“Yes, Mr. Sabin! Mind, I know this by chance only. I am not concerned one way or the other. My quarrel with him is a private one. I am robbed for the present of my vengeance by a power to which I am forced to yield implicit obedience. So, for the present, I have forgotten that he is my enemy. He is safe from me, yet if last night I had struck home, I should have ridded your country of a great and menacing danger. Perhaps—who can tell—he is a man who succeeds—I might even have saved England from conquest and ruin.”

They had reached the top of Piccadilly, and downward towards the Park flowed the great afternoon stream of foot-people and carriages. Wolfenden, on whom his companion’s words, charged as they were with an almost passionate earnestness, could scarcely fail to leave some impression, was silent for a moment.

“Do you really believe,” he said, “that ours is a country which could possibly stand in any such danger? We are outside all Continental alliances! We are pledged to support neither the dual or the triple alliance.

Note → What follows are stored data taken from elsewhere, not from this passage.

Issue #34, opened 2019-02-09
push_back/emplace_back in LayerStack invalidates m_LayerInsert iterator


pooria1366:
Currently when we push_back/emplace_back (in case of overlays), since memory is reallocated, m_LayerInsert iterator gets invalidated.
And afterwards when we're pushing a layer, since we're using the invalidated m_LayerInsert iterator, it'll throw an exception.
One solution is to use an index instead of m_LayerInsert iterator and generate an iterator by m_Layers.begin()+index whenever we needed one to use insert/emplace methods.

PapaFl:
I might be wrong, but right now it looks like the iterator isnt necessary at all as it always points to `begin()`, which doesnt look like intended behavior.
Also, `LayerStack::PopLayer`s call to `erase` would also invalidate the iterator if it worked as intended.

MrBrN197:
@PapaFl I'm new to c++ but I also noticed this and was so confused. because it looked like `m_LayerInsert` was always  supposed to be the same as `m_Layers.begin()`. @pooria1366 when inserting into the vector the insert returns another iterator that we assign to `m_LayerInsert`.

Can anyone explain to me why when we erase a layer in `PopLayer()` we decrement `m_LayerInsert`.

PapaFl:
@MrBrN197 `m_LayerInsert` is not supposed to point to `begin()`, but to the top of the layer stack (or the bottom of the overlay stack) so that new layers will always be added below overlays.

MrBrN197:
@PapaFl I think we are saying the same thing if what your saying is that the way the current system is created is flawed; I also think it is. We should be able to insert layers at the end of the layers and overlays at the end of the vector. 
But this also makes me question how this layers are supposed to work. Does the order of layers matter(I know the order of overlays matters), are we going to always process every single layer?

PapaFl:
@MrBrN197 Yup, thats exactly what im saying. i've implemented that behavior in #37 

The order of layers matter. In `Hazel::Application`, you can see that Events get dispatched from the end of the vector to the beginning, and `Layer::OnUpdate` gets called from the beginning to the end.
This is done so that whatever layer/overlay gets rendered/updated last is the first one to receive events.

Gaztin:
Closing because this has been fixed.

PR #35, opened 2019-02-09
Fix iterator invalidation in LayerStack.

rtri:
A call to `LayerStack::PushOverlay` can cause `m_Layers` to be resized and invalidate `m_LayerInsert`, which will lead to UB in subsequent `PushLayer`'s. This PR simply reconstructs the iterator to prevent nastiness.

Edit: seems I'm late to this particular party, https://github.com/TheCherno/Hazel/issues/34 already noticed the same issue.

### DIFF
--- a/Hazel/src/Hazel/LayerStack.cpp
+++ b/Hazel/src/Hazel/LayerStack.cpp
@@ -21,7 +21,11 @@ namespace Hazel {
 
 	void LayerStack::PushOverlay(Layer* overlay)
 	{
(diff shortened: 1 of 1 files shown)


MrBrN197:
I don't know if this is the best way to deal with. I think we are not far enough into using this layers to see how it should be properly implemented.

Also I don't quite understand what you've written, your getting the difference between `m_LayerInsert` and `begin()` then proceeding to set 'm_LayerInsert` to `begin()` + that same difference

Gaztin:
Closing because this has been fixed.

PR #49, opened 2019-03-11
Layer's OnAttach and OnDetach methods aren't called inside LayerStack implementation.

gold604:
Hey! 

I've just moved calls to OnAttach event from Application LayerStack wrappers to actual LayerStack implementation, because I think it makes more sense and could possibly in future cause errors.

And I've noticed as well that OnDetach event wasn't called at all so it is now called in LayerStack implementation.

Have a nice day!


LovelySanta:
Made pull request to update the code (gold604/Hazel#1) as OnAttach is called **after** adding it to the layer stack, same way OnDetach must be called **before** removing it from the layer stack.

I also updated the file so it is not conflicting for merge into Hazel.
Current status: waiting for @gold604 to merge into this pull request.

LovelySanta:
@Gaztin not sure what the exact merge conflicts are, but both master and pull request files should look the same (except from additional lines added). It's ready to merge.

Gaztin:
LGTM. Nice find!

gold604:
This PR introduced a missing semicolon. @Gaztin Could you have a look at my new PR #72 which fixes that, please? Thanks!

bovacu:
Hi, I wrote another memory leak issue I found on issue #96 and I've been told to share here the problem so everything is together. You can read the issue for full info and the full log of memory leaks, but i'm doing a little sum up.

Important: I've checked this issue on both my repo and last repo of Hazel, so is not just a problem of mine.

I was wandering if there was any memory leaks during the writing of the code (just in case I missed something or wrote something wrong) so I looked for a library to check memory leaks on Windows and the web page of Visual Studio gave this code (marked with <-):

```
#ifdef CGE_WINDOWS
extern CGE::Game* CGE::BuildGame();

#define _CRTDBG_MAP_ALLOC      <-
#include <stdlib.h>                        <-
#include <crtdbg.h>                      <-

int main(int argc, char** argv) {
	CGE::Logger::initLogger();

	auto _game = CGE::BuildGame();
	_game->run();
	delete _game;

	_CrtDumpMemoryLeaks();      <-
}
 #else
#error Only windows supported yet
#endif
```

As I wrote on top, the full log is in the issue #96 (I can post it here if needed) and there's a lot of memory leaks. I figured out that they appear once on the premake we start using 
`
buildoptions "/MDd" / buildoptions "/MD"`

what we change to 

`runtime "Debug" / runtime "Release" `
and 
`staticruntime "Off"`

The only pointers we have to delete are the Layers from the LayerStack and we are deleting them, so it might be some GLFW problem where we aren't calling a specific function that needs to be called (?)

I don't really know, so any suggestion is welcomed. As I said, the output of the code provided by Visual Studio is here #96 and there are a lot of memory leaks.

PR #390, opened 2020-12-04
Fix crash when selecting object without camera initialized

### LINKED ISSUE #387: Crash selecting Object without a camera
#### Description
Crash when selecting Object and pressing 'W', 'E' or 'R', while there is no camera in the scene and your cursor is on the viewport

#### To Reproduce
1. Open new scene
2. Create a new empty entity
3. Click on the entity
4. Press W, E or R inside the viewport
Note: no camera should be present

#### Expected behavior
(on visual studio) The program should crash and open "vector" at line 1484 at 
`_NODISCARD size_type size()`

3x3y3z3t:
#### Describe the issue
Issue #387: Currently Hazelnut will crash when trying manipulating entities without a camera entity added.

#### PR impact

Issues this solves       | resolves #387

#### Proposed fix 
- Hazelnut will now check if the primary camera is initialized. If not, manipulating entities will be disabled (no gizmos, no WASD...).

#### Additional context
- The helper function `IsValid()` is added to check if an entity is valid. Checking against `entt::null` is not enough since EnTT recycles entity handles.
- Another approach could be creating new scene every time Hazelnut is started (calling `NewScene()` on attaching EditorLayer), so a camera entity is always present.

### DIFF
--- a/Hazel/src/Hazel/Scene/Entity.h
+++ b/Hazel/src/Hazel/Scene/Entity.h
@@ -42,6 +42,14 @@ namespace Hazel {
 			m_Scene->m_Registry.remove<T>(m_EntityHandle);
 		}
 
+		bool IsValid() const
+		{
+			if (m_EntityHandle == entt::null) return false;
+			if (m_Scene == nullptr) return false;
+
+			return m_Scene->m_Registry.valid(m_EntityHandle);
+		}
+
 		operator bool() const { return m_EntityHandle != entt::null; }
 		operator entt::entity() const { return m_EntityHandle; }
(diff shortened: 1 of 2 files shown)


LovelySanta:
I am not a 100% sure if this actually needs to be fixed... there should always be at least an editor camera... so it should first check if a camera is primary, if none found, use the editor camera... I am unsure when cherno wants to implement this...

LovelySanta:
This is fixed in https://github.com/TheCherno/Hazel/commit/96c57dadf5c3616ba3613034dfb63d3918590359 by adding an editor camera. In runtime, there is no editor camera, but then there are no imguizmo's either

How could we possibly become embroiled?”

“I will tell you one thing which you may not readily believe,” Felix said. “There is no country in the world so hated by all the great powers as England.”

Wolfenden shrugged his shoulders.

“Russia,” he remarked, “is perhaps jealous of our hold on Asia, but——”

“Russia,” Felix interrupted, “of all the countries in the world, except perhaps Italy, is the most friendly disposed towards you.”

Wolfenden laughed.

“Come,” he said, “you forget Germany.”

“Germany!” Felix exclaimed scornfully. “Believe it or not as you choose, but Germany detests you. I will tell you a thing which you can think of when you are an old man, and there are great changes and events for you to look back upon. A war between Germany and England is only a matter of time—of a few short years, perhaps even months. In the Cabinet at Berlin a war with you to-day would be more popular than a war with France.”